Cause define a modern website...and dont use DA as that site isnt that modern as its a site that constantly updates its back end to which already had the idea of forums and the site being one from the start. I would say "why didnt FA follow the norm of the Forums and Site being developed from the start as one which would then go right back to the legacy code..."Did FA's beginning coding team had the ability to do so? Is that why we ended up with another person offering to run the forums for FA?" I mean Weasyl utilized SEPARATED site and Forums and its considered much more modern than FA...but I been hearing rumors they are working on a new forums that will be integrated into the site but that might just come at the cost of everything being lost due to the old forums will be gone)



kharonalpua said:


> And as much as laziness is part of human nature, so is stubbornness -- we resist changes because it's easier to be stuck in place than change our own habits. But eventually, we still tend to embrace the changes that do make it easier to be lazy, and I think that tighter integration would be a big deal that would do precisely that, if the site ever gets a major makeover and redesign which will require the opposite of laziness.


 No, some people resist change cause often time time that change isnt needed...I should know...I live in florida and 95% of the changes we get are stuff we don't need but we constantly be told "its beneficial... those stuff only benefit those who requested it cause it benefit THEM more so than the whole
So tell me, if we did integrate the database and sign up process of which if you make an FA account you get a forum account...is there any real benefit? Is there any real benefit to do the actual work and stuff...to only end up with the same people still not using FAF (due to FAF is still the downtown and they have no interest on what happens downtown), and the same people who do come to FAF...coming to FAF anyway.
Would it make you just content enough just know "well at least the site and forum are one" when there is a chance... nothing literally changed?

Actually I want you to go over to Inkbunny and ask them "Why don't they have a forum" despite being much more advance than FA in the coding area.


----------



## kharonalpua (Jun 5, 2014)

We're not talking about Inkbunny here. They choose not to have a forum at all, and I respect that they made that choice. I'm not trying to say every site ever needs to offer every single service imaginable.

And if it change nothing in the userbase of FAF? Yes, I would be satisfied just knowing that the one change had been implemented. That people weren't coming because they don't want to come rather than because they're put off by a potential barrier, however small.

And as for the professionalism of the staff -- a professional who volunteers to do the same thing he does professionally should be expected to give at least as much to his volunteer work (which he does for his own pleasure and enjoyment) as he does for his paying employers. If I tried to tell someone that the hobby work I do in 3D modeling is of a lower quality than the work I get paid for, nobody would ever take me seriously. I am an artist, and if I don't produce art at the top of my game when I make it for my own enjoyment, how can someone trust that I'll be more skilled or competent when paying me? The same is true for all sorts of volunteer and hobbyist work options. If I were a site designer, I would expect the best of my best works to be my personal site, followed by the site I support for the hobby community I am most interested in. Would my paid works still be high quality? Absolutely, but the stuff I do out of love for the work and community is something I would expect to put more into than "well, this is just a hobby" or "Well, I'm just volunteering without pay, so I'll slap something together as quick as I can." Any volunteer who isn't putting everything into his or her volunteer work that goes into equally important paying work is a bad volunteer.
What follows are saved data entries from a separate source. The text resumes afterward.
PR #352, opened 2021-02-10
Formatted message cleanup

ryancreatescopy:
PR to catch any content we haven't yet wrapped in `<FormattedMessage>`

### DIFF
--- a/src/pages/Acknowledgements/pageContent.tsx
+++ b/src/pages/Acknowledgements/pageContent.tsx
@@ -18,7 +18,7 @@ export interface PageContentInterface {
 
 export const pageContent = {
   [AcknowledgementIdsEnum.introSection]: {
-    title: 'Proof of stake',
+    title: <FormattedMessage defaultMessage="Proof of stake" />,
     content: (
       <>
         <Text size="medium" className="my10">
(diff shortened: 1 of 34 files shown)


wackerow:
@ryancreatescopy @samajammin I _think_ that's it for preparing strings for translation, but there were a lot so still a chance I missed one or two. Happy to review this with both/either of you together.

samajammin:
Great! I'll take a look tomorrow.

ryancreatescopy:
`GenerateKeys/index` and `Checklist` not touched as they're covered by other PRs

src/pages/Acknowledgements/pageContent.tsx
```diff
@@ -11,14 +11,14 @@ const BoldCaps = styled.strong`
...
+  title: JSX.Element;
   content: JSX.Element;
-  acknowledgementText?: any;
+  acknowledgementText?: JSX.Element;
 }
 
 export const pageContent = {
   [AcknowledgementIdsEnum.introSection]: {
-    title: 'Proof of stake',
+    title: <FormattedMessage defaultMessage="Proof of stake" />,
```
samajammin, line 21: @wackerow why not use the `formatMessage` function here so that the values could remain strings? Was it not possible to use the `useIntl()` hook?

samajammin (approved):
Nice work!

src/pages/Acknowledgements/pageContent.tsx
wackerow: @samajammin Exactly. Hooks need to be inside React components... `pageContent` is just an object.

PR #384, opened 2021-03-16
Update top up link margins

samajammin:
Minor style tweak - unifies margin of "Top Up" nav link with the rest.

Context: we tightened the margins (https://github.com/ethereum/eth2.0-deposit/commit/1d0b6d6673e29a0279c04fdc8a36e18ba7999d92) but must have missed updating the Top Up link when we added that (https://github.com/ethereum/eth2.0-deposit/pull/291)


hwwhww (approved):
Nice catch!  🦅👁️  

The preview site:

image

PR #385, opened 2021-03-18
Fix Checklist dates

dxu429:
The string values passed to `FormattedDate` aren't parsed into valid Dates and is showing "Invalid Date" on the Checklist page.


samajammin (approved):
Thanks for catching this @dxu429!

Chrome & Brave seem to work fine but I can reproduce this issue on both Safari & Firefox browsers. This change solves them 🎉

RTDragon: I am quite comfortable with the site as a whole. There are a few little things, like being able to upload larger images, that I might like for the site in general, but you don't know how long I have been here (I have been with FA for almost 8 years, admittedly with a low output) except for my forum membership, which got put off due to not being a terribly social person, and especially my dislike of the one little barrier of having to have a second account on the furaffinity.net domain (even if this one is only on the forums subdomain) when I've been a member of the site for 8 years.

I'm not trying to say that I feel entitled to having a single login -- just that it seems to me that the site's UX suffers when you ask people to make two accounts just to use the whole site. What if someone registers a well-known name on the forum just to take advantage of that name, or worse to abuse it and smear the reputation of the mainsite member who uses it?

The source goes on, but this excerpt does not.